Assignment – Search the material for the word "separate" and copy every line in which it occurs.

Data extracts –
Issue #9278, opened 2021-07-02
New features in FreeBSD 13.0


daurnimator:
> FreeBSD 13.0 brings memfd_create(3), native eventfd(2), copy_file_range(2), qsort_s(3), cap_net(3), etc.

iacore:
The [Capsicum](https://wiki.freebsd.org/Capsicum) from FreeBSD is also not in Zig std yet.

PR #12954, opened 2022-09-24
std.os: take advantage of the freebsd's `copy_file_range`

alichraghi:
Helps (or Closes) #9278

### DIFF
--- a/lib/std/os.zig
+++ b/lib/std/os.zig
@@ -6314,6 +6314,7 @@ pub const CopyFileRangeError = error{
     Unseekable,
     PermissionDenied,
     SwapFile,
+    CorruptedData,
 } || PReadError || PWriteError || UnexpectedError;
 
 var has_copy_file_range_syscall = std.atomic.Atomic(bool).init(true);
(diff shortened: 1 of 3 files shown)


lib/std/os.zig
```diff
@@ -6281,44 +6283,68 @@ var has_copy_file_range_syscall = std.atomic.Atomic(bool).init(true);
...
+                    switch (system.getErrno(rc)) {
+                        .SUCCESS => return @intCast(usize, rc),
+                        .BADF => return error.FilesOpenedWithWrongFlags,
+                        .FBIG => return error.FileTooBig,
+                        .INVAL => return error.RangeOverlap,
+                        .IO => return error.InputOutput,
+                        .INTEGRITY => return error.CorruptedData,
+                        .ISDIR => return error.IsDir,
+                        .NOSPC => return error.NoSpaceLeft,
+                        .INTR => unreachable,
```
The-King-of-Toasters, line 6341: Many of the other functions in `os` will wrap functions in a infinite `while` loop that will `continue` when `EINTR` is returned. It would probably be better to do that here to preserve the same semantics as on Linux.

lib/std/os.zig
```diff
@@ -6281,44 +6283,68 @@ var has_copy_file_range_syscall = std.atomic.Atomic(bool).init(true);
...
-            // these may not be regular files, try fallback
-            .INVAL => {},
-            // support for cross-filesystem copy added in Linux 5.3, use fallback
-            .XDEV => {},
-            // syscall added in Linux 4.5, use fallback
-            .NOSYS => {
-                has_copy_file_range_syscall.store(false, .Monotonic);
+    // WASI-libc doesn't have copy_file_range.
+    if (builtin.os.tag != .wasi) {
+        switch (builtin.os.tag) {
```
The-King-of-Toasters, line 6294: Since the FreeBSD path is so similar to the Linux one, it would be better to de-dupe the impls. and use e.g. switches to handle the different OS version checks/errors.

The-King-of-Toasters (changes requested):

lib/std/os.zig
```diff
@@ -6281,47 +6283,65 @@ var has_copy_file_range_syscall = std.atomic.Atomic(bool).init(true);
...
+                        .ISDIR => return error.IsDir,
+                        .NOSPC => return error.NoSpaceLeft,
+                        else => |err| return unexpectedErrno(err),
+                    }
+                },
+                else => break, // unsupported OS, use fallback
+            }
         }
     }
-
```
The-King-of-Toasters, line 6324: This blank line should be added back in to separate the different implementations.

lib/std/os.zig
```diff
@@ -6281,47 +6283,65 @@ var has_copy_file_range_syscall = std.atomic.Atomic(bool).init(true);
...
+                        .FBIG => return error.FileTooBig,
+                        .INVAL => return error.RangeOverlap,
+                        .IO => return error.InputOutput,
+                        .INTEGRITY => return error.CorruptedData,
+                        .ISDIR => return error.IsDir,
+                        .NOSPC => return error.NoSpaceLeft,
+                        else => |err| return unexpectedErrno(err),
+                    }
+                },
+                else => break, // unsupported OS, use fallback
```
The-King-of-Toasters, line 6341: Will this line ever be reached due to the if statement above? Try adding a `@compileError`/`unreachable` and compiling for another OS to find out. If I have time today, I might do it myself.

lib/std/os.zig
```diff
@@ -6281,47 +6283,65 @@ var has_copy_file_range_syscall = std.atomic.Atomic(bool).init(true);
...
-            .INVAL => {},
-            // support for cross-filesystem copy added in Linux 5.3, use fallback
-            .XDEV => {},
-            // syscall added in Linux 4.5, use fallback
-            .NOSYS => {
-                has_copy_file_range_syscall.store(false, .Monotonic);
-            },
-            else => |err| return unexpectedErrno(err),
+        while (true) {
+            const rc = system.copy_file_range(fd_in, &off_in_copy, fd_out, &off_out_copy, len, flags);
```
The-King-of-Toasters, line 6301: On reflection, I think we can simplify this even further by merging both cases and splitting the errors into different "blocks" like so:

```zig
switch (system.getErrno(rc)) {
	.SUCCESS => return @intCast(usize, rc), // <- Shared between Linux and FreeBSD.
	// ...

	// Linux-specific errors
	.XDEV => break,
	// ...

	// FreeBSD-specific errors
	.INTR => continue,
	/// ...
	else => |err| return unexpectedErrno(err),
}
```

lib/std/os.zig
```diff
@@ -6281,47 +6283,65 @@ var has_copy_file_range_syscall = std.atomic.Atomic(bool).init(true);
...
+                        else => |err| return unexpectedErrno(err),
+                    }
+                },
+                .freebsd => {
+                    switch (system.getErrno(rc)) {
+                        .SUCCESS => return @intCast(usize, rc),
+                        .INTR => continue,
+                        .BADF => return error.FilesOpenedWithWrongFlags,
+                        .FBIG => return error.FileTooBig,
+                        .INVAL => return error.RangeOverlap,
```
The-King-of-Toasters, line 6333: The [Linux manpage](https://man.archlinux.org/man/copy_file_range.2) states that `EINVAL` is returned for overlapping ranges too. Since the original impl. didn't add a specific error for this, I don't think it's worth adding it here. Though I think that was more to do with `EINVAL` being returned for multiple reasons.

The-King-of-Toasters (changes requested):

lib/std/os.zig
alichraghi: thanks for review @The-King-of-Toasters . i will check/fix all in a few hours

andrewrk (changes requested):
Thank you for this PR. Can you please make it only do 1 runtime switch on the return code? It's OK to duplicate some of the common switch prongs, such as `                .FBIG => return error.FileTooBig,`.

alichraghi:
CI failure is because of #13055

andrewrk:
Should be fixed if you rebase against latest master.

PR #12959, opened 2022-09-25
llvm: fix missing unwind info (wrong uwtable attribute value)

kcbanner:
I noticed (https://github.com/ziglang/zig/pull/12740#issuecomment-1257112045) that after the LLVM 15 update, the exception record (unwind info) was missing from the COFF info.

This seems to be caused by an incorrect attribute value for `uwtable`. Based on https://llvm.org/docs/LangRef.html it, the options are (0: off, 1: sync, 2: async). 

I'm not familiar enough with the difference between the sync/async, but it seems like async was the default previously and has the most detailed unwind info.

### DIFF
--- a/src/codegen/llvm.zig
+++ b/src/codegen/llvm.zig
@@ -2572,7 +2572,7 @@ pub const DeclGen = struct {
         }
         dg.addFnAttr(llvm_fn, "nounwind");
         if (comp.unwind_tables) {
-            dg.addFnAttrString(llvm_fn, "uwtable", "sync");
+            dg.addFnAttrInt(llvm_fn, "uwtable", 2);
         }
         if (comp.bin_file.options.skip_linker_dependencies or
             comp.bin_file.options.no_builtin)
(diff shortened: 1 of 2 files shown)


kcbanner:
> stage1 is still a thing
> 
> https://github.com/ziglang/zig/blob/a3045b8abbba896da34a02266f2be89dd6c90ecc/src/stage1/codegen.cpp#L226

Ah, thanks! Fixed.

topolarity (approved):
I've been trying to find some more info on the use cases for async vs. sync uwtable

Found this (https://reviews.llvm.org/D111411):
> The current state is that the unwind info is emitted only after the function prologue. This is fine for synchronous (e.g. C++) exceptions, but the information is generally incorrect when the program counter is at an instruction in the prologue or the epilogue, for example...
> Having this information precise up to an instruction is useful for sampling profilers that would like to get a stack backtrace. 

Sounds like if the program panics and wants to unwind its own stack, then `sync` should be fine. However, if it might be unwound by another thread/process in the middle of a function prologue or other location, then we need `async` tables.

In any case, having some unwind tables is much better than none.

kubkon:
Thanks for some great debugging and investigation @kcbanner! I trust @topolarity assessment here; however, I will defer to @andrewrk also for a second opinion. I don't feel in any way qualified re LLVM machinery sadly, and so trusting you both here.

kubkon:
@andrewrk is currently busy with his upcoming talks for GOTO Copenhagen and SYCL conferences, so I will trust @topolarity and go ahead and merge this.

Issue #12644, opened 2022-08-27
stage2: compiler crash on returning error-set-inferred error from generic inline function


mlugg:
### Zig Version

0.10.0-dev.3685+dae7aeb33

### Steps to Reproduce

Attempt to compile the following code with stage2:
```
inline fn foo(comptime T: type) !T {
    return error.AnError;
}

pub fn main() !void {
    _ = try foo(u8);
}
```

### Expected Behavior

The compilation should succeed.

### Actual Behavior

```
error: zdem...
error: The following command terminated unexpectedly:
/home/mlugg/.opt/zig/zig build-exe /home/mlugg/zdem-stage2-reduce/src/main.zig --cache-dir /home/mlugg/zdem-stage2-reduce/zig-cache --global-cache-dir /home/mlugg/.cache/zig --name zdem --enable-cache
error: the following build command failed with exit code 11:
/home/mlugg/zdem-stage2-reduce/zig-cache/o/2af5c66eeea0e8db469314a50b825e1c/build /home/mlugg/.opt/zig/zig /home/mlugg/zdem-stage2-reduce /home/mlugg/zdem-stage2-reduce/zig-cache /home/mlugg/.cache/zig
```

PR #12962, opened 2022-09-25
Sema: fix resolveInferredErrorSet panic when generic inline function

kkHAIKE:
Closes https://github.com/ziglang/zig/issues/12644


Vexu:
No, that is a known spurious failure. If you look at the [master branch CI](https://ci.ziglang.org/ziglang/zig/8084/1/3) you can see that all test passed.

PR #12977, opened 2022-09-26
stage2: fix zero-sized field pointers for tuples

### LINKED ISSUE #12963: LLVM backend hits `unreachable` lowering pointer to comptime field
### Zig Version

0.10.0-dev.4060+61aaef0b0

### Steps to Reproduce
```zig
const std = @import("std");

test {
    const T = std.meta.Tuple(&.{struct {}});
    var t: T = undefined;
    inline for (std.meta.fields(T)) |f| {
        var ptr = &@field(t, f.name);
        _ = ptr;
    }
}
```
### Expected Behavior
```
All 1 tests passed.
```
### Actual Behavior
```
error: TODO (LLVM): implement const of pointer type '[TODO fix internal compiler bug regarding dump]' (value.Value.Tag.comptime_field_ptr)
```

omaraaa:
closes #12963

### DIFF
--- a/src/Sema.zig
+++ b/src/Sema.zig
@@ -22590,12 +22590,14 @@ fn tupleFieldPtr(
         .@"addrspace" = tuple_ptr_ty.ptrAddressSpace(),
     });
 
-    if (tuple_ty.structFieldValueComptime(field_index)) |default_val| {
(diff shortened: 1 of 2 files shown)


Vexu:
This doesn't seem like the correct solution to me.

omaraaa:
Closed as it seems like there is still more issues as shown in #12963.

PR #12979, opened 2022-09-26
Implement inline switch cases

### LINKED ISSUE #7224: Proposal: Inline Switch Cases
This proposal allows switch cases to be inlined and instantiated for multiple values, similar to `inline for`.  It allows for limited conversion of runtime values to comptime-known values, by generating separate code blocks for each possible value.

For example:
```zig
const SliceTypeA = extern struct {
    len: usize,
    ptr: [*]u8,
};
const SliceTypeB = extern struct {
    ptr: [*]u8,
    len: usize,
};
const AnySlice = union(enum) {
    a: SliceTypeA,
    b: SliceTypeB,
};
pub fn getLen(slice: AnySlice) usize {
    return switch (slice) { inline else => |val| val.len; };
}
```
In this code, the `else` clause of the switch is instantiated twice, once for SliceTypeA and once for SliceTypeB.  It generates two cases, which grab the length from different offsets into the union.  The type of `val` is comptime known, but may be different in different instantiations of the case.

Some more examples:
```zig
switch (@as(usize, c)) {
    // this case is instantiated 16 times, value is comptime known
    inline 0..15 => |value| {
        const IndexType = comptime getTypeFromIndex(value);
        // do something
    },
    // this case is generated only once, value is runtime known
    else => |value| reportErrorValue(value),
}

switch (@as(NonExhaustiveEnum, x)) {
    .a => handleA(),
    .b => handleB(),
    // only allowed because _ is specified, val is comptime known
    inline else => |val| handleDynamicNamed(val),
    // cannot be inline, val is runtime known.
    _ => |val| handleUnnamed(val),
}
```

Exercise answer –
The-King-of-Toasters, line 6324: This blank line should be added back in to separate the different implementations.
This proposal allows switch cases to be inlined and instantiated for multiple values, similar to `inline for`.  It allows for limited conversion of runtime values to comptime-known values, by generating separate code blocks for each possible value.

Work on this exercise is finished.